# Einstieg in Linux 3

## ka-n

Ersteinmal ein fröhliches "Hallo!" bin ein Neuling, und das bezieht sich nicht nur aufs Forum  :Razz: .

Windows XP quält mich seid einiger Zeit vermehrt, und da ich Idee, Struktur, und Umsetztung von Linux schon immer einfach toll fand, versuch ich seit ein zwei wochen mich mit Linux vertraut zumachen und soweit wie möglich meinen Computer drauf umzustellen. 

Da ich Windows leider noch wegen den Programmen: Photoshop, Freehand, Maya PLE, Cinema, AutoCAD, Flash, und zum gelegentlichen Daddeln von Spielen benötige. Wollte ich mich ersteinmal an einem Dualboot System versuchen. Linux möchte ich fürs Internet, Kommunikation, Multimedia, PHP HTML Skripten, Office tätigkeiten und als Webserver, Backup System nutzen. 

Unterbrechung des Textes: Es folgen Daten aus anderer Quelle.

PR #475, opened 2015-11-11
grub: disable console blanking

vcaputo:
The console often contains very useful information in the event of a
hard crash, in such situations there's no ability to unblank the console
via keypress because the kernel won't handle the interrupt.

Since CoreOS is a server/cluster operating system, there won't generally
be monitors connected benefitting from a blanked console.  Disabling the
blanking altogether allows the frame buffer contents to always be
visible, even when the kernel can't handle keypresses.

### DIFF
--- a/build_library/grub.cfg
+++ b/build_library/grub.cfg
@@ -77,7 +77,7 @@ else
 fi
 
 # Assemble the options applicable to all the kernels below
-set linux_cmdline="rootflags=rw mount.usrflags=ro $linux_root $linux_console $first_boot $oem_id $linux_append"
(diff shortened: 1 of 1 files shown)


mischief:
lgtm

vcaputo:
@marineam any thoughts?

marineam:
Is it just the blank-on-getty-start you are concerned about? We could also control that with a drop-in the getty service itself iirc

vcaputo:
what I'm aiming for is preventing a vga framebuffer containing potentially valuable crash information from having its output off when the crash cart is plugged in

marineam:
ahhhh, ok. sorry, I misread things. Yes that sounds fine.

LGTM

PR #62, opened 2016-06-23
Support ignoring errors

Pchelolo:
We need to support ignoring certain types of errors, for example 412 that means the content has already been rerendered before CP got to it.

cc @wikimedia/services


gwicke:
:+1:

Pchelolo:
Puppet patch with the config changes: https://gerrit.wikimedia.org/r/#/c/295680/

PR #67, opened 2016-06-29
Load rules from files instead of directly specifying them in the config

Pchelolo:
Follow-up from the offsite discussion

cc @wikimedia/services


rules/restbase_deps.yaml
```diff
@@ -0,0 +1,79 @@
+summary_rerender:
```
d00rman: Could collapse summary_rerender and definition_rerender now that we have cases.

sys/kafka.js
```diff
@@ -26,7 +27,16 @@ class Kafka {
             produce_dc: options.produce_dc,
             dc_name: options.dc_name
         });
-        this.staticRules = options.templates || {};
+        this.staticRules = options.rules
```
d00rman: To keep ourselves sane, this change should be backwards-compatible.

Pchelolo: Why? If we allow mixing inline and file-based rules the config structure would look quite ugly.. I don't really see value in backwards-compatibility except little simplification of deploying this.

d00rman: the "except" part being key. It wouldn't be possible to have it both ways. Either you define the list of files, or you use the templates stanza as before, in that order. Whichever is satisfied first, wins.

d00rman:
Hm, we will now need a way to template the rules themselves. Different URIs are used for ORES and RB, e.g., outside and inside production. We need to get them in somehow.

Pchelolo:
@d00rman I've managed to solve the problem in a quite hacky way, but it works. Not sure whether the benefits of moving most of configs out of puppet overweight the hackiness of this change. What do you think?

d00rman:
Hm hm, not bad, but indeed hacky. Let's sleep on it for now, and get the other updates out first.

Pchelolo:
After the config deploy via scap3 was implemented it's not such a pain as it's used to be, abandoning this wacky solution

PR #68, opened 2016-07-06
Upgrade to node v4.4.6

d00rman:
Bug: [T138561](https://phabricator.wikimedia.org/T138561)

### DIFF
--- a/.travis.yml
+++ b/.travis.yml
@@ -2,7 +2,7 @@ language: node_js
 sudo: false
 
 node_js:
-  - "4.3"
+  - "4"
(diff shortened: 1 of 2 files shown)


Pchelolo:
I don't think that' required for a change like this, but 👍

d00rman:
Yes, it is. We use the node version from package.json to build the module dependencies for the deploy repo, and we have binary ones there.

Pchelolo:
@d00rman I mean if my +1 is necessary for such a change, not that the change is necessary :)

PR #70, opened 2016-07-14
Improve matching function

Pchelolo:
While rewriting change-prop to use a new driver I've noticed that sometimes our match function throws an exception since for the long list on nested properties we don't check whether all the objects along the way exist, so we get `Can't read property X of undefined` errors. 

It's not a big issue in production since we catch those errors and treat them as not-match, but it's better to fix anyway.

cc @wikimedia/services


gwicke:
:+1:

d00rman:
Nice! :+1:

PR #72, opened 2016-07-19
EPIC: Update to use new kafka driver

Pchelolo:
Updated Change-Prop to use the new kafka driver.

Major differences:
 - New driver has a `pull` model API instead of `push` as the old one. So, we have to call `consumer.consume` to get next message. This makes the `TaskQueue` obsolete - we will never receive more messages in parallel then we've called the consume method.
 - Separated retry and normal executors, inherit them from the base executor to share common functions
 - Updated tests to use new consumer/producer, improved waiting
 - The new lib is a bit slower to start up properly, so increased the test timeouts/waiting times

The config format for kafka client configuration is also significantly changed, so puppet change would be required. The changes are backwards-incompatible.

cc @wikimedia/services


gwicke:
At first glance this looks good to me. @d00rman, do you plan on doing a deeper review?

lib/base_executor.js
```diff
@@ -0,0 +1,332 @@
...
+            Math.pow(spec.retry_factor, spec.retry_limit - retryMessage.retries_left);
+        return P.delay(delay)
+        .then(() => this.hyper.post({
+            uri: '/sys/queue/events',
+            body: [ retryMessage ]
+        }));
+    }
+
+    _consumerId() {
+        return 'change-prop#' + this.rule.name;
```
d00rman: Why does this name differ from the one given in L55 ?

lib/base_executor.js
```diff
@@ -0,0 +1,332 @@
...
+            // We've got an error, but it's not from the update request, it's
+            // some bug in change-prop. Log and send a fatal error message.
+            this.hyper.log(`error/${this.rule.name}`, {
+                message: 'Internal error in change-prop',
+                error: e,
+                event: message
+            });
+            return reportError();
+        } else if (this.rule.shouldRetry(e)
+            && !this._isLimitExceeded(retryMessage, e)) {
```
d00rman: Nit: indent one more level for readability

lib/base_executor.js
```diff
@@ -0,0 +1,332 @@
...
+        })
+        .finally(this._consume.bind(this));
+    }
+
+    _notifyFinished(offset) {
+        this._pendingTaskOffsets = this._pendingTaskOffsets.filter((o) => o === offset);
+        if (this._pendingTaskOffsets.length) {
+            this._toCommit = this._pendingTaskOffsets.sort()[0];
+        } else {
+            this._toCommit = offset + 1;
```
d00rman: Why are we augmenting the offset here, but not in the block above?

lib/base_executor.js
```diff
@@ -0,0 +1,332 @@
...
+        }
+
+        if (!this._commitTimeout) {
+            this._commitTimeout = setTimeout(this._doCommit.bind(this),
+                DEFAULT_COMMIT_INTERVAL);
```
d00rman: Nit: Didn't the commit interval use to be configurable?

lib/kafka_config.js
```diff
@@ -0,0 +1,91 @@
+"use strict";
+
+const CONSUMER_DEFAULTS = {
```
d00rman: Nit: could we put some comments for these default variables and the values they hold?

lib/kafka_config.js
```diff
@@ -0,0 +1,91 @@
...
+     * @param {Object} [kafkaConf.producer] Producer configuration.
+     */
+    constructor(kafkaConf) {
+        if (!kafkaConf.metadata_broker_list) {
+            throw new Error('metadata_broker_list property is required fot the kafka config');
+        }
+
+        this._kafkaConf = kafkaConf;
+
+        const consumerTopicConf = Object.assign(CONSUMER_TOPIC_DEFAULTS,
```
d00rman: Euh, this alters the constant. The first arg to `Object#assign` is the target.

lib/kafka_config.js
```diff
@@ -0,0 +1,91 @@
...
+        return this._kafkaConf.dc_name || this._kafkaConf.produce_dc || 'datacenter1';
+    }
+
+    /**
+     * Returns a consumer configuration object
+     */
+    consumerConf(groupId, clientId) {
+        const conf = Object.assign({}, this._consumerConf);
+        conf['group.id'] = groupId;
+        conf['client.id'] = '' + (Math.random() * 1000000);
```
d00rman: This returns a float, might want to floor the result to get an int.

lib/kafka_config.js
```diff
@@ -0,0 +1,91 @@
...
+        return conf;
+    }
+
+    /**
+     * Returns a consumer configuration object
+     */
+    producerConf() {
+        const conf = Object.assign({}, this._producerConf);
+        conf['client.id'] = '' + (Math.random() * 1000000);
```
d00rman: Idem.

lib/base_executor.js
Pchelolo: Because the `_pendingTaskOffsets` holds offsets of the jobs that were not finished yet. So if it crashes now, the message under the lowest `_pendingTaskOffsets` should be reread.

If there's nothing pending, the `offset` is the one that we've just finished, so the next message to read in case of a crash is `offset + 1`

lib/base_executor.js
Pchelolo: Nope as far as I remember, and I don't see why should it be configurable?

config.example.wikimedia.yaml
```diff
@@ -30,8 +30,16 @@ spec: &spec
       x-modules:
         - path: sys/kafka.js
           options:
-            uri: 127.0.0.1:2181
+            metadata_broker_list: 127.0.0.1:9092
             dc_name: test_dc
+            produce_dc: test_dc
```
d00rman: Nit: not needed

test/feature/static_rules.js
```diff
@@ -198,35 +179,36 @@ describe('Basic rule management', function() {
...
+            "metadata.broker.list": "127.0.0.1:9092",
+            "fetch.wait.max.ms": "1",
+            "fetch.min.bytes": "1",
+            "queue.buffering.max.ms": "1"
         });
+        retryConsumer.subscribe([ 'test_dc.change-prop.retry.simple_test_rule' ]);
+        setTimeout(() => producer.produce('test_dc.simple_test_rule',
+            0,
+            JSON.stringify(common.eventWithMessageAndRandom('test', random))), 2000);
+        return retryConsumer.consume()
```
d00rman: This test is failing because this retry consumer seems to be consuming messages produced in the previous test.

Pchelolo:
Closing in favour of #81

PR #73, opened 2016-07-20
Fix a bug in error ignoring config

Pchelolo:
There was an obvious bug in our error ignoring config.

Puppet counterpart: https://gerrit.wikimedia.org/r/#/c/300166/

cc @wikimedia/services


gwicke:
:+1:

PR #75, opened 2016-07-21
Bug: ignore definition update in reaction to revision change event

Pchelolo:
When HTML content changes in RESTBase it emits 2 `resource_change` events: one for title and one for revision. The definition update rule incorrectly reacted to both. The second one treated `title/revision` string as a title and so created an additional request that resolved to 404.

cc @wikimedia/services


Pchelolo:
Puppet patch: https://gerrit.wikimedia.org/r/#/c/300442/

PR #78, opened 2016-08-10
Use one request for multiple models

Ladsgroup:
With the new version of ores live, it's much more efficient
Bug: T142360

### DIFF
--- a/config.example.wikimedia.yaml
+++ b/config.example.wikimedia.yaml
@@ -254,138 +254,202 @@ spec: &spec
                         domain: ar.wikipedia.org
                       rev_by_bot: false
                     exec:
-                      uri: 'https://ores.wikimedia.org/v2/scores/arwiki/reverted/{{message.rev_id}}/?precache=true'
+                      uri: 'https://ores.wikimedia.org/v2/scores/arwiki/'
+                      query:
+                        models: 'reverted'
+                        revids: '{{message.rev_id}}'
+                        preache: true
                   - match:
                       meta:
                         domain: cs.wikipedia.org
                       rev_by_bot: false
                     exec:
-                      uri: 'https://ores.wikimedia.org/v2/scores/cswiki/reverted/{{message.rev_id}}/?precache=true'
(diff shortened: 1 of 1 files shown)


config.example.wikimedia.yaml
```diff
@@ -266,9 +266,8 @@ spec: &spec
                         domain: en.wikipedia.org
                       rev_by_bot: false
                     exec:
-                      - uri: 'https://ores.wikimedia.org/v2/scores/enwiki/damaging/{{message.rev_id}}/?precache=true'
-                      - uri: 'https://ores.wikimedia.org/v2/scores/enwiki/reverted/{{message.rev_id}}/?precache=true'
-                      - uri: 'https://ores.wikimedia.org/v2/scores/enwiki/goodfaith/{{message.rev_id}}/?precache=true'
+                      - uri: 'https://ores.wikimedia.org/v2/scores/enwiki/?models=damaging|goodfaith|reverted&
+revids={{message.rev_id}}&precache=true'
```
Pchelolo: Em, why is there a new line inside the URI? It's not supported.

In general I propose to transform all of them to the better syntax:
```yaml
exec:
    uri: 'https://ores.wikimedia.org/v2/scores/enwiki/
    query:
        models: 'damaging|goodfaith|reverted'
        revids: '{{message.rev_id}}'
        preache: true
```

And also cover the ones that were not touched by this change for consistency.

d00rman: +1 to what @Pchelolo said, especially the transformation part. It increases readability as well as correctness (encoding, etc)

Ladsgroup: The puppet change is https://gerrit.wikimedia.org/r/#/c/304125/1. Let me give it a try :)

Ladsgroup:
If this looks okay to you. I make changes to the puppet patch

Pchelolo:
Looks good to me, @Ladsgroup go ahead with puppet. 

The tests are failing because one of them is incorrect, I'll update it in a follow-up PR

PR #79, opened 2016-08-10
Fix tests and ORES typo

Pchelolo:
Follow-up for https://github.com/wikimedia/change-propagation/pull/78 - I didn't notice a typo there.

Also, after the date formatting code was improved, tests that involve date formatting need adjustment.

cc @wikimedia/services @Ladsgroup


Pchelolo:
Also, I'm skipping 'image updates' test - that feature is not enabled yet and the test is not stable.

PR #81, opened 2016-08-17
Switch to blizzard node-rdkafka driver

Pchelolo:
Switch to https://github.com/Blizzard/node-rdkafka

Some notes from labs testing:
- It works
- Perf is good
- kafka stops/restarts go unnoticeable
- if I kill the broker that's currently a leader for actively consumed partition with SIGKILL there's a little hiccup in consumption, but it comes back pretty soon

cc @wikimedia/services


lib/base_executor.js
```diff
@@ -0,0 +1,365 @@
...
+            return reportError();
+        } else if (this.rule.shouldRetry(e)
+                && !this._isLimitExceeded(retryMessage, e)) {
+            return this._retry(retryMessage);
+        } else if (!this.rule.shouldIgnoreError(e)) {
+            return reportError();
+        }
+    }
+
+    _safeParse(message) {
```
gwicke: It would be slightly more efficient if this method was synchronous. This would save one Promise allocation per successful call.

The logging case would still create a promise, but we don't need to necessarily wait for that.

lib/base_executor.js
```diff
@@ -0,0 +1,365 @@
...
+        this.consumer.consumeAsync()
+        .then((msg) => {
+            this._pendingMsgs.push(msg);
+
+            // Note: we don't return the promise here since we wanna process messages
+            // asynchronously from consuming them to be able to fill up the pendingMsg
+            // queue and achieve the level of csoncurrency we want.
+            this._safeParse(msg.message.toString('utf8'))
+            .then(this.onMessage.bind(this))
+            .finally(() => {
```
gwicke: You might want to start more consume calls even before calling onMessage. Otherwise, it looks like we'd only ever have a single operation in flight at a time.

gwicke: Also, if this.onMessage(msg) return something falsy, then you can short-cut this entirely without allocating another Promise. That creates a fast-path for high-volume applications where only few events end up matching.

lib/base_executor.js
Pchelolo: @gwicke Totally agree, but I will do this in a followup PR, wanna minimise the amount of changes in this one

lib/base_executor.js
Pchelolo: @gwicke Again, let's followup with optimisations

lib/base_executor.js
```diff
@@ -0,0 +1,365 @@
...
+                case kafka.CODES.ERRORS.ERR__PARTITION_EOF:
+                case kafka.CODES.ERRORS.ERR__TIMED_OUT:
+                    // We're reading to fast, nothing is there, slow down a little bit
+                    return P.delay(100);
+                default:
+                    this.log(`error/consumer/${this.rule.name}`, e);
+
+            }
+        })
+        .finally(() => {
```
d00rman: Why are you repeating the same block again? Shouldn't this be executed inside the `catch()` block so that it happens only on consumer errors?

lib/kafka_factory.js
```diff
@@ -91,43 +78,44 @@ class KafkaFactory {
...
+                    return reject(err);
+                }
+                // Check whether topic exists
+                consumer.getMetadata({ topic: topic }, function(err, info) {
+                    if (err) {
+                        return reject(err);
+                    }
+                    const thisTopics = info.topics.filter((t) => t.name === topic);
+                    if (!thisTopics.length || !thisTopics[0].partitions.length) {
+                        reject(new Error(`Topic ${topic} doesn't exist`));
```
d00rman: Perhaps it's time to revisit this logic and think about auto-creating the topic if it doesn't exist? Bringing down CP because a topic name was mistyped in the config looks less and less appealing to me.

package.json
```diff
@@ -39,10 +39,10 @@
     "extend": "^3.0.0",
     "hyperswitch": "^0.5.3",
     "service-runner": "^2.0.4",
-    "wmf-kafka-node": "^0.1.9",
     "json-stable-stringify": "^1.0.1",
     "htcp-purge": "^0.1.2",
-    "mediawiki-title": "^0.5.4"
+    "mediawiki-title": "^0.5.4",
```
d00rman: Need also to bump service-runner's version, as CP depends on features available only from 2.0.9

lib/base_executor.js
Pchelolo: Nono.. Basically the idea is to fill up the pending queue as fast as possible to achieve the desired level of concurrency. If you put this to the catch block, if the first message read succeed you will have concurrency 1 in the beginning since the new call to _consume will happen only after the message is processed. So if you have a large backlog is will all be processed with concurrency 1 since evert consume call will succeed until you reach the end of the partition.

lib/kafka_factory.js
Pchelolo: @d00rman the issue here is that while the old driver error out on the non-existent topic, this one (librdkafka) simply 'blocks' and does nothing, so here misconfiguring the topic name will be completely unnoticeable, so I still think fail-fast approach is better.

d00rman: But, we can read the list of topics and so know beforehand whether it exists or not. Hence, we can crete it on demand. I think this is especially of use for retry topics. That said, I also think that such a functional change is better addressed in a separate PR

Pchelolo: @d00rman by separate PR you mean leave this one intact or remove this assertion code from this one and add it in another one?

Pchelolo:
There're currently 2 issues I found so far:
 - Occasional native assertion error on startup: not a blocker, happens rarely, worker is just killed and restarted, happens only on startup. Status: investigating
 - Possibility for a MASSIVE double/triple/quadriple processing of the backlogged messages on restarts. The owner of each rule is decided by 'who has the lowest random client id', worker startup in sequence and subscribe immediately - first worker gets some messages, second worker started with lower client.id - second worker becomes an owner - second worker gets the same messages, because it all happens so fast that commit timeout didn't pass yet. Maybe we should wait for all workers to startup before subscribing to topics?

lib/kafka_factory.js
d00rman: The former :)

d00rman:
> Maybe we should wait for all workers to startup before subscribing to topics?

Yup. I was thinking about it in the general sense for `service-runner`. It may be helpful to have the master dispatch a `startup_complete` message to all workers, upon which they could then use to start subscribing to topics.

d00rman:
Hm, actually that does not really seem viable in `service-runner`. The master can easily send the message, and the worker can receive it, but there doesn't seem to exist a way for the worker to report that to the loaded services, since starting from v2, they only see the JSON-serialisable values.

Pchelolo:
> Hm, actually that does not really seem viable in service-runner. The master can easily send the message, and the worker can receive it, but there doesn't seem to exist a way for the worker to report that to the loaded services, since starting from v2, they only see the JSON-serialisable values.

Hyperswitch sees the 'server' object, so we could emit that artificial event on it. Or just add ~10 seconds delay before we subscribe. Although, 'subscribe' is synchronous and we can't start consuming messages before we subscribe, so a part of startup will become completely async. 

I'll have a look at our options..

PR #86, opened 2016-08-26
Release v0.4.1

d00rman:
Also, test the service against Node 6

### DIFF
--- a/.travis.yml
+++ b/.travis.yml
@@ -3,7 +3,7 @@ sudo: false
 
 node_js:
   - "4"
-  - "5"
+  - "6"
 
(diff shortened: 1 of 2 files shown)


.travis.yml
```diff
@@ -4,6 +4,7 @@ sudo: false
 node_js:
   - "4"
   - "5"
```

Ich hatte vor meine Beiden Platten wiefolgt aufzuteilen:

sda 34GB

sda1 | Primär | "WIN_XP" | 8GB | NTFS

sda2 | Primär | /boot | 32MB | EXT2 <-| noauto, noatime

sda5 | Logisch | /* "root" | 5GB | XFS <-| noatime

sda6 | Logisch | /usr | 8GB | XFS <-| noatime

sda7 | Logisch | /tmp | 512MB | ReiserFS <-| noexec

sda8 | Logisch | /var | 3GB | XFS <-| noatime

* bisher 9GB free

sdb 34GB

sdb1 | Primär  | "SWAP" | 3GB   | SWAP (sogross wegen Suspend to Disk)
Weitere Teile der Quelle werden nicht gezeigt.